ABSTRACT Quercetin is a ubiquitous flavonoid that is present in numerous plants that are utilized in many different cultures for their nervous system and anticancer effects. To better understand the neuroprotective and antiproliferative activities of quercetin, we present a comprehensive review of the divergent actions that contribute to the ethnopharmacological profile of these plants.
The pharmacological activities of quercetin that modulate antioxidation/oxidation/kinase-signaling pathways might be differentially elicited in neurons compared with malignant cells, ultimately promoting cell survival or death in a cell type- and metabolism-specific manner. Whereas the broad antioxidation and anti-inflammatory activities of quercetin are important for neuronal survival, the oxidative, kinase- and cell cycle-inhibitory, apoptosis-inducing effects of quercetin are essential for its anticancer effects.

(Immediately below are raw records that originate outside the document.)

PR #1210, opened 2022-08-16
Use rust 1.63.0

sveitser:
The issue with LLVM is fixed in stable now.

https://github.com/rust-lang/llvm-project/commit/fc0ffca0ba2f6bc479433ff52634deeb764c2585


philippecamacho (approved):
LGTM

Issue #25, opened 2016-07-23
Column header don't move when do horizontal scroll on table body.


wor-k:
Column header don't move when do horizontal scroll on table body. I testing on 0.1.14 version.

amcdnl:
Noticed your PR, does that cover this ?

wor-k:
I send the other PR for this.

amcdnl:
Fixed in 0.2.0

PR #28, opened 2016-07-25
fix Column header on horizontal scroll

wor-k:


amcdnl:
What issue does this code solve?

wor-k:
Its a #25.

amcdnl:
Gotcha; I'm planning on addressing this as part of a larger change.  I'm essentially going to port my code from my ng1 table - https://github.com/swimlane/angular-data-table/blob/master/src/components/header/HeaderController.js#L64

Let me look over this and I'll provide feedback and/or merge :). Thanks!

wor-k:
It's ok. do what you plan. I'm really like this library.

amcdnl:
Thank you 👍 ! I'll keep you posted, I have to get quite a few items done before ngAir on the 16th this will be part of it for sure!

PR #38, opened 2016-07-27
Fix incorrect rxjs imports

DzmitryShylovich:


amcdnl:
Thanks for your contribution!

The diverse mechanistic interactions and activities of quercetin that modulate the phosphorylation state of molecules as well as gene expression would alter the interconnected and concerted intracellular signaling equilibrium, either inhibiting or strengthening survival signals. These mechanisms, which have been mainly observed in in vitro studies, cannot be easily translated into an explanation of the divergent simultaneous neuroprotective and anticancer effects observed in vivo. This is in part due to low bioavailability in plasma and in the brain, as well as the nature of the actual active molecules.
Numerous studies have demonstrated the beneficial effects of chronic quercetin intake, which is ethnopharmacologically meaningful, as many plants that are chronically ingested by people contain quercetin. Although quercetin and quercetin-containing plants exhibit potential as therapeutic modalities in neuropathology and in cancer, the data collectively highlight the need to elucidate issues such as bioavailability as well as its correlation with effectiveness at biomarkers in vivo. There would be an increased potentential of these plants for chemoprevention and neuropathology prevention.